How to complete this task = Every line that contains "migration" must be located and copied from the data.

Provided data =
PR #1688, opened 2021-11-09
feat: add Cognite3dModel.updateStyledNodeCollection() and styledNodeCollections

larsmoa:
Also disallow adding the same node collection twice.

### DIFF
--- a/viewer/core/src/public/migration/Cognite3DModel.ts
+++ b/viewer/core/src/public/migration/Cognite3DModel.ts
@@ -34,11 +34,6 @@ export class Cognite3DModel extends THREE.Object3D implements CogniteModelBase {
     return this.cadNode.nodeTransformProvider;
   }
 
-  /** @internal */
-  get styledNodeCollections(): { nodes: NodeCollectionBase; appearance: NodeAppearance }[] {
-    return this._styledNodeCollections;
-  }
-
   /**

Written response =
--- a/viewer/core/src/public/migration/Cognite3DModel.ts
+++ b/viewer/core/src/public/migration/Cognite3DModel.ts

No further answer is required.